Approximation of relative abundance of each sequence type (ST) from metagenomic data was performed using the workflow called 'Bayesian Identification of Bacteria (BIB)' (1), and followed recommended workflow from the author's github (https://github.com/PROBIC/BIB).
First, the genome assembly of each ST and metagenomic data are required. As an initial step, core-alignment of all the STs need to be extracted. This process requires progressiveMauve (2).
$ progressiveMauve --output=full_alignment.xmfa ST_X_assembly.fasta ST_Y_assembly.fasta ST_Z_assembly.fasta
$ stripSubsetLCBs full_alignment.xmfa full_alignment.xmfa.bbcols core_alignment.xmfa 500 4
And change xmfa format to fasta, and remove gaps, which are generated during the alignment.
$ perl xmfa2fasta.pl --file core_alignment.xmfa > core_alignment.fasta
$ sed 's/-//g' core_alignment.fasta > core_alignment_gapless.fasta
Once the fasta-formatted core alignment is ready, the metagenome data need to be aligned to the core alignment (core_alignment_gapless.fasta), using Bowtie2 (3).
$ bowtie2-build core_alignment_gapless.fasta core_alignment_gapless
$ bowtie2 -x core_alignment_gapless -U metagenome_reads.fastq -S metagenome_aligned.sam -a
Then, estimate the abundances of different STs using the alignment (metagenome_alignment.sam) and the core alignment (core_alignment_gapless.fasta), using BitSeq (4)

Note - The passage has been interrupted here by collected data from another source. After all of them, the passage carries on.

PR #3909, opened 2024-06-13
More guidance on schema dialects.

handrews:
Fixes:
* #3877 
* #3901 (vocabulary / dialect aspects)

This makes it more clear that jsonSchemaDialect, like $schema, is per document, and provides guidance for incomplete OAS documents and using $schema in standalone schema documents.

It also clarifies the nature of "requiring" the OAS extension vocabulary.

### DIFF
--- a/versions/3.1.1.md
+++ b/versions/3.1.1.md
@@ -2583,8 +2583,8 @@ The following properties are taken from the JSON Schema specification but their 
 
 In addition to the JSON Schema properties comprising the OAS dialect, the Schema Object supports keywords from any other vocabularies, or entirely arbitrary properties.
 
-Validators MAY choose to ignore keywords defined by the OpenAPI Specification's base vocabulary, due to its inclusion in the OAS dialect with a [`$vocabulary`](https://datatracker.ietf.org/doc/html/draft-bhutton-json-schema-00#section-8.1.2) value of `false`.
-It is comprised of the following keywords:
+JSON Schema implementations MAY choose to treat keywords defined by the OpenAPI Specification's base vocabulary as [unknown keywords](https://datatracker.ietf.org/doc/html/draft-bhutton-json-schema-00#section-4.3.1), due to its inclusion in the OAS dialect with a [`$vocabulary`](https://datatracker.ietf.org/doc/html/draft-bhutton-json-schema-00#section-8.1.2) value of `false`.
+The OAS base vocabulary is comprised of the following keywords:
 
 ##### <a name="baseVocabulary"></a>Fixed Fields
 
--- a/versions/3.1.1.md
+++ b/versions/3.1.1.md
@@ -2583,7 +2583,8 @@ The following properties are taken from the JSON Schema specification but their 
 
 In addition to the JSON Schema properties comprising the OAS dialect, the Schema Object supports keywords from any other vocabularies, or entirely arbitrary properties.
 
-The OpenAPI Specification's base vocabulary is comprised of the following keywords:
+The OpenAPI Specification's base vocabulary is safe for standard validators to ignore, as indicated by its inclusion in the OAS dialect's [`$vocabulary`](https://datatracker.ietf.org/doc/html/draft-bhutton-json-schema-00#section-8.1.2) keyword with a value of `false`.
+It is comprised of the following keywords:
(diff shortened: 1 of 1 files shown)


versions/3.1.1.md
```diff
@@ -2623,11 +2624,12 @@ The [XML Object](#xmlObject) contains additional information about the available
...
+To allow use of a different default `$schema` value for all Schema Objects contained within an OAS document, a `jsonSchemaDialect` value may be set within the <a href="#oasObject">OpenAPI Object</a>. If this default is not set, then the OAS dialect schema id MUST be used for these Schema Objects. The value of `$schema` within a resource root Schema Object always overrides any default.
 
-When a Schema Object is referenced from an external resource which is not an OAS document (e.g. a bare JSON Schema resource), then the value of the `$schema` keyword for schemas within that resource MUST follow [JSON Schema rules](https://tools.ietf.org/html/draft-bhutton-json-schema-00#section-8.1.1).
+For standalone JSON Schema documents that do not set `$schema`, or for Schema Objects in OpenAPI description documents that are _not_ [complete documents](#documentStructure), the dialect SHOULD be assumed to be the OAS dialect.
```
ralfhandl, line 2631: Just for my education: does this statement now define the desired implementation behavior in the OAS context?

And will this become a MUST in Moonwalk?

ralfhandl (approved):

versions/3.1.1.md
handrews: These two lines aren't directly related, because I can't figure out what the old line meant.  The way we use git is so messed up that much of the past change history is obscured in a giant squashed mega-commit at the point when we released 3.1, so I can't figure out who wrote that text or why.  It was not part of the changes that I made for JSON Schema support in 3.1.

I have no idea why it would matter that you're coming _from_ some other JSON Schema document.

So it's possible that I'm changing something by removing that.  I'm just not sure what.  Maybe that you can't expect JSON Schema to know to use the OpenAPI dialect if the implementation doesn't know about OpenAPI?  Which is true, but the "JSON Schema rules" are that the behavior is implementation-defined, which means it can be anything and be valid according to those rules.  I'd be OK with leaving it in since AFAICT it's a no-op.  If you don't use `$schema` with regular JSON Schema then you potentially get random behavior anyway, so don't do that.

The SHOULD is just an interpretation of the `jsonSchemaDialect` guidance for what to do when `jsonSchemaDialect` is not set, but taking into account the fact that people write incomplete documents.  In this view, I'm treating a standalone JSON Schema document used by an OpenAPI Description as an incomplete OpenAPI Description document.

The SHOULD here has nothing to do with references _from_ JSON Schemas.

versions/3.1.1.md
```diff
@@ -2583,7 +2583,8 @@ The following properties are taken from the JSON Schema specification but their
 
 In addition to the JSON Schema properties comprising the OAS dialect, the Schema Object supports keywords from any other vocabularies, or entirely arbitrary properties.
 
-The OpenAPI Specification's base vocabulary is comprised of the following keywords:
+The OpenAPI Specification's base vocabulary is safe for standard validators to ignore, as indicated by its inclusion in the OAS dialect's [`$vocabulary`](https://datatracker.ietf.org/doc/html/draft-bhutton-json-schema-00#section-8.1.2) keyword with a value of `false`.
```
karenetheridge, line 2586:
```suggestion
Validators MAY choose to ignore keywords defined by the OpenAPI Specification's base vocabulary, due to its inclusion in the OAS dialect with a [`$vocabulary`](https://datatracker.ietf.org/doc/html/draft-bhutton-json-schema-00#section-8.1.2) value of `false`.
```

handrews:
@karenetheridge I did some further wordsmithing of that section to align more with how the JSON Schema spec talks about false vocabularies and unknown keywords - please take a look and let me know if that works!

ralfhandl (approved):

mikekistler (approved):
Looks good. 👍

ralfhandl:
@karenetheridge Please confirm

karenetheridge:
Looks good, thanks!

karenetheridge (approved):
Looks good, thanks!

$ parseAlignment metagenome_aligned.sam -o alignment_info.prob --trSeqFile core_alignment_gapless.fasta --trInfoFile genome_info.tr --uniform --verbose
$ estimateVBExpression -o final_abun lignment_info.prob -t genome_info.tr
After successfully finish the pipeline, user should have a file named 'final_abun.m_alphas', which illustrates the abundance of each ST in the metagenome data.
References
- Sankar A, et al. Microb Genom. 2016.
- Darling AE, Mau B, and Perna NT. PLoS ONE. 2010.
- Langmead B, and Salzberg SL. Nat. Methods. 2012.
- Glaus P, Honkela A, and Rattray M. Bioinformatics. 2012.